Instructions for the task
Show all lines from the listing below that contain "protected".

Available records
PR #7425, opened 2024-09-03
More scheduling anomaly fixes

caturria:
**Fixes issue:**

**Proposed changes:**

Hopefully the last batch of significant adjustments to scheduling internals needed to resolve edge cases.

# Prevents eligibility checks from going back and forth in time

If a scheduled playlist began with a very short track (such as a 'We'll be right back' message, a random unscheduled song could sometimes be inserted in-between this and subsequent items in the scheduled playlist. This is similar in nature to the previous validation issue, in that this happens when the playout runs ahead of schedule such that the drift between expected and actual playtime is enough to make a track ineligible after already being scheduled. The system would check playlist eligibility for a time earlier than a previous schedule check, causing a playlist to rapidly go back and forth between being active and inactive.

## New fields added to station queue

* schedule_id
* timestamp_scheduled
* is_cancelled (see below).

## Necessary adjustments to scheduler internals

I added new out parameters to internal scheduler functions so that extra information (namely the specific schedule item that triggered a playlist as well as the qualifying date range) could propagate through the scheduler and be exported.

Now, when deciding what time to check eligibility for, the system will use either the current 'Expected play time' or the time of the last scheduled track, whichever is later. The timestamp_scheduled field holds either the start timestamp of the associated schedule items, or the original expectedPlayTime (for unscheduled items). This also makes 'has played since' checks more accurate.

# Soft-deletable queue items

I added the ability for queue items to be 'cancelled', or soft-deleted. If you perform a manual delete action on a queue item (or 'Clear upcoming song queue'), it will mark the items as cancelled instead of deleting. This was done for the following reasons:
* Prevents scheduled items from being immediately requeued if manually deleted by admin
* Will make investigation of future edge cases easier with some evidence left behind
* Paves the way for some of the advanced features I would like to contribute in the near future.

This finally solves all of the scheduling problems I have personally experienced. As usual, I'm sure there are some issues with spacing and the like which the test suite didn't catch. Thank you once again for this wonderful software.

### DIFF
--- a/backend/src/Controller/Api/Stations/Files/BatchAction.php
+++ b/backend/src/Controller/Api/Stations/Files/BatchAction.php
@@ -362,6 +362,7 @@ final class BatchAction implements SingleActionInterface
 
                     $newQueue = StationQueue::fromMedia($station, $media);
                     $newQueue->setTimestampCued($cuedTimestamp);
+                    $newQueue->setTimestampScheduled($cuedTimestamp);
                     $newQueue->setIsPlayed();
                     $this->em->persist($newQueue);
 
--- a/backend/src/Controller/Api/Stations/Files/BatchAction.php
+++ b/backend/src/Controller/Api/Stations/Files/BatchAction.php
@@ -310,6 +310,7 @@ final class BatchAction implements SingleActionInterface
 
                     $newQueue = StationQueue::fromMedia($stationRef, $media);
                     $newQueue->setTimestampCued($cuedTimestamp);
+                    $newQueue->setTimestampScheduled($cuedTimestamp);
                     $this->em->persist($newQueue);
                 } catch (Throwable $e) {
                     $result->errors[] = sprintf('%s: %s', $media->getPath(), $e->getMessage());
--- a/backend/src/Controller/Api/Stations/QueueController.php
+++ b/backend/src/Controller/Api/Stations/QueueController.php
@@ -14,6 +14,7 @@ use App\Http\ServerRequest;
 use App\OpenApi;
 use App\Radio\AutoDJ\Queue;
 use App\Utilities\Types;
+use InvalidArgumentException;
 use OpenApi\Attributes as OA;
 use Psr\Http\Message\ResponseInterface;
 use Symfony\Component\Serializer\Serializer;
@@ -173,5 +174,19 @@ final class QueueController extends AbstractStationApiCrudController
         $this->queueRepo->clearUpcomingQueue($station);
 
         return $response->withJson(Status::deleted());
+    }
+
+            /**
+         * Don't delete, just cancel.
+         * This prevents playout, but keeps the record around for other decision making, bug investigation, etc.
+         */
+    protected function deleteRecord(object $record): void
+    {
+        if (!($record instanceof $this->entityClass)) {
+            throw new InvalidArgumentException(sprintf('Record must be an instance of %s.', $this->entityClass));
+        }
+        $record->setIsCancelled(true);
+        $this->em->persist($record);
+        $this->em->flush();
     }
 }
--- a/backend/src/Controller/Api/Stations/QueueController.php
+++ b/backend/src/Controller/Api/Stations/QueueController.php
@@ -176,16 +176,18 @@ final class QueueController extends AbstractStationApiCrudController
         return $response->withJson(Status::deleted());
     }
 
-            /**
-         * Don't delete, just cancel.
-         * This prevents playout, but keeps the record around for other decision making, bug investigation, etc.
-         */
+    /**
+     * Don't delete, just cancel.
+     * This prevents playout, but keeps the record around for other decision making, bug investigation, etc.
+     */
     protected function deleteRecord(object $record): void
     {
         if (!($record instanceof $this->entityClass)) {
             throw new InvalidArgumentException(sprintf('Record must be an instance of %s.', $this->entityClass));
         }
+
         $record->setIsCancelled(true);
+
         $this->em->persist($record);
         $this->em->flush();
     }
--- a/backend/src/Controller/Api/Stations/Requests/ListAction.php
+++ b/backend/src/Controller/Api/Stations/Requests/ListAction.php
@@ -119,10 +119,11 @@ final class ListAction extends AbstractSearchableListAction
             foreach ($playlists as $playlist) {
                 if (
                     $this->scheduler->isPlaylistScheduledToPlayNow(
-                        $this->scheduler->createContext()
-                        ->withPlaylist($playlist)
-                        ->withNow($now)
-                        ->withExcludeSpecialRules(true)
+                        new SchedulerContext(
+                            $playlist,
+                            $now,
+                            true
+                        )
                     )
                 ) {
                     $ids[] = $playlist->getIdRequired();
--- a/backend/src/Controller/Api/Stations/Requests/ListAction.php
+++ b/backend/src/Controller/Api/Stations/Requests/ListAction.php
@@ -15,6 +15,7 @@ use App\Http\Response;
 use App\Http\ServerRequest;
 use App\OpenApi;
 use App\Radio\AutoDJ\Scheduler;
+use App\Radio\AutoDJ\SchedulerContext;
 use Carbon\CarbonImmutable;
 use OpenApi\Attributes as OA;
 use Psr\Cache\CacheItemPoolInterface;
@@ -116,7 +117,14 @@ final class ListAction extends AbstractSearchableListAction
 
             /** @var StationPlaylist $playlist */
             foreach ($playlists as $playlist) {
-                if ($this->scheduler->isPlaylistScheduledToPlayNow($playlist, $now, true)) {
+                if (
+                    $this->scheduler->isPlaylistScheduledToPlayNow(
+                        $this->scheduler->createContext()
+                        ->withPlaylist($playlist)
+                        ->withNow($now)
+                        ->withExcludeSpecialRules(true)
+                    )
+                ) {
                     $ids[] = $playlist->getIdRequired();
                 }
             }
--- a/backend/src/Entity/Migration/Version20240901011513.php
+++ b/backend/src/Entity/Migration/Version20240901011513.php
@@ -17,15 +17,17 @@ final class Version20240901011513 extends AbstractMigration
     {
         $this->addSql('ALTER TABLE station_queue ADD timestamp_scheduled INT, ADD schedule_id INT DEFAULT NULL');
         $this->addSql('CREATE INDEX idx_timestamp_scheduled ON station_queue (timestamp_scheduled)');
+        $this->addSql('ALTER TABLE station_queue ADD CONSTRAINT FK_277B0055A40BC2D5 FOREIGN KEY (schedule_id) REFERENCES station_schedules (id) ON DELETE CASCADE');
+        $this->addSql('CREATE INDEX IDX_277B0055A40BC2D5 ON station_queue (schedule_id)');
         $this->addSQL('UPDATE station_queue SET timestamp_scheduled = timestamp_played');
         $this->addSQL('ALTER TABLE station_queue CHANGE timestamp_scheduled timestamp_scheduled INT NOT NULL');
     }
 
     public function down(Schema $schema): void
     {
-        $this->addSql('ALTER TABLE station CHANGE max_bitrate max_bitrate INT DEFAULT 0, CHANGE max_mounts max_mounts TINYINT(1) DEFAULT 0, CHANGE max_hls_streams max_hls_streams TINYINT(1) DEFAULT 0');
+        $this->addSql('ALTER TABLE station_queue DROP FOREIGN KEY FK_277B0055A40BC2D5');
+        $this->addSql('DROP INDEX IDX_277B0055A40BC2D5 ON station_queue');
         $this->addSql('DROP INDEX idx_timestamp_scheduled ON station_queue');
         $this->addSql('ALTER TABLE station_queue DROP timestamp_scheduled, DROP schedule_id');
     }
-
 }
--- a/backend/src/Entity/Migration/Version20240901011513.php
+++ b/backend/src/Entity/Migration/Version20240901011513.php
@@ -10,7 +10,7 @@ final class Version20240901011513 extends AbstractMigration
 {
     public function getDescription(): string
     {
-        return '';
+        return 'Track timestamp_scheduled and schedule_id in station_queue.';
     }
 
     public function up(Schema $schema): void
--- a/backend/src/Entity/Migration/Version20240901011513.php
+++ b/backend/src/Entity/Migration/Version20240901011513.php
@@ -1,0 +1,31 @@
+<?php
+
+declare(strict_types=1);
+
+namespace App\Entity\Migration;
+
+use Doctrine\DBAL\Schema\Schema;
+
+final class Version20240901011513 extends AbstractMigration
+{
+    public function getDescription(): string
+    {
+        return '';
+    }
+
+    public function up(Schema $schema): void
+    {
+        $this->addSql('ALTER TABLE station_queue ADD timestamp_scheduled INT, ADD schedule_id INT DEFAULT NULL');
+        $this->addSql('CREATE INDEX idx_timestamp_scheduled ON station_queue (timestamp_scheduled)');
+        $this->addSQL('UPDATE station_queue SET timestamp_scheduled = timestamp_played');
+        $this->addSQL('ALTER TABLE station_queue CHANGE timestamp_scheduled timestamp_scheduled INT NOT NULL');
+    }
+
+    public function down(Schema $schema): void
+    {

Written response
+    protected function deleteRecord(object $record): void
     protected function deleteRecord(object $record): void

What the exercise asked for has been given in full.